# Gum stuck in my mat



## HighTT (Feb 14, 2004)

I didn't notice that I had trodden in some sort of green almost translucent looking sticky gum or sweet, that stuck to the heal of my shoe.

It's pealed off the shoe OK :roll: but it's ground into my mat below the pedals :evil:

What's the best 'solution' ( :lol: ) to this problem :?:


----------



## Jac-in-a-Box (Nov 9, 2002)

Freeze it...ice cubes in a bag, leave it on top of the gum, when hard "fold" the mat and see if it can be pulled off. You get the idea :wink:

Dave


----------



## p1tse (Sep 20, 2004)

Jac-in-a-Box said:


> Freeze it...ice cubes in a bag, leave it on top of the gum, when hard "fold" the mat and see if it can be pulled off.
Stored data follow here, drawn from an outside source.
Issue #157, opened 2019-04-10
Kill hung tarantool with SIGKILL if SIGTERM is not sufficient


Totktonada:
Maybe it worth to try prlimit --core=unlimited and send SIGQUIT to try to collect a core file.

Totktonada:
A partial solution is implemented in the PR #186. See also https://github.com/tarantool/tarantool/commit/24f57a35304a31bfbdf7519f3a304e04daddd4ee.

PR #186, opened 2019-08-19
Add the 'timeout' option into 'stop server' command and kill a server…

rtokarev:
… with

 'SIGKILL' if it doesn't finished before timeout is expired..

By default drop_cluster() routine uses SIGTERM signal to stop the
replications. Found that in some situations SIGTERM couldn't kill
all instances on OSX and some processes left. To avoid of such
situations need additionally to send SIGKILL signal to all instances
that were not finished before timeout was expired to be able to stop
them all.

### DIFF
--- a/lib/colorer.py
+++ b/lib/colorer.py
@@ -20,6 +20,33 @@ def color_log(*args, **kwargs):
     color_stdout(*args, **kwargs)
 
 
+def qa_notice(*args, **kwargs):
+    """ Print a notice for an QA engineer at the terminal.
+
+        Example::
+
+            * [QA Notice]
+            *
+            * Attempt to stop already stopped server 'foo'
+            *
+    """
+    # Import from the function to avoid recursive import.
+    from lib.utils import prefix_each_line
+
+    # Use 'info' color by default (yellow).
+    if 'schema' not in kwargs:
+        kwargs = dict(kwargs, schema='info')
+
+    # Join all positional arguments (like color_stdout() do) and
+    # decorate with a header and asterisks.
+    data = ''.join([str(msg) for msg in args])
+    data = prefix_each_line('* ', data)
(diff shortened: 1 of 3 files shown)


avtikhon:
PR successfully checked on multi runs in CI:
https://gitlab.com/tarantool/tarantool/-/pipelines?page=1&scope=all&ref=avtikhon%2Fflaky_stable_min_prs
LGTM
Also it better resolves issue with dropping cluster than PR #232 
and fixes for OSX the the same issue that PR # 242 fixes for Linux only.

Totktonada:
Part of #157 (solves the problem for 'core = tarantool' test suites).

Totktonada:
This PR would be helpful for us to overcome https://github.com/tarantool/tarantool/issues/5573, that hit us in testing from time to time.

Totktonada:
Updated the patch:

* Rebased on the latest master.
* Added a patch with the `qa_notice()` function that I want to use here.
* Issue a QA notice in case of a stuck tarantool.
* Define the `kill()` function within the `stop()` one, because the warning becomes specific for the situation in `stop()`.
* Removed `timeout` parameter from `stop()`, because it is not used anywhere for now.
* Written more about motivation in the commit message and added myself to co-authors.

Totktonada (approved):

avtikhon:
The patch successfully checked at [1], LGTM:

[1] - https://gitlab.com/tarantool/tarantool/-/pipelines/222917874

avtikhon (approved):

LeonidVas (approved):
LGTM.

Totktonada:
Updated the test-run submodule in tarantool in the following commits: 2.7.0-83-g24f57a353, 2.6.1-70-g5e660f7cd, 2.5.2-44-g85eb5eea6, 1.10.8-31-g1e01031e9.

PR #191, opened 2019-10-27
Add --exclude option

### LINKED ISSUE #54: Add option --exclude
It is useful if the test-run would be able to skip some tests specified via option `exclude`

Totktonada:
The option allows to avoid execution of a certain subset of tests.

The option sets a pattern for exclusion and all tests are filtered using
it: if a full test name (say, app-tap/string.test.lua) contains the
pattern as a substring, then the test will be excluded from execution.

You get the idea :wink:
> 
> Dave


another great trick to remember

what happens if on say cloth seats


----------



## HighTT (Feb 14, 2004)

Jac-in-a-Box said:


> Freeze it...ice cubes in a bag, leave it on top of the gum, when hard "fold" the mat and see if it can be pulled off. You get the idea :wink:
> 
> Dave


Thanks .... off to buy frozen peas


----------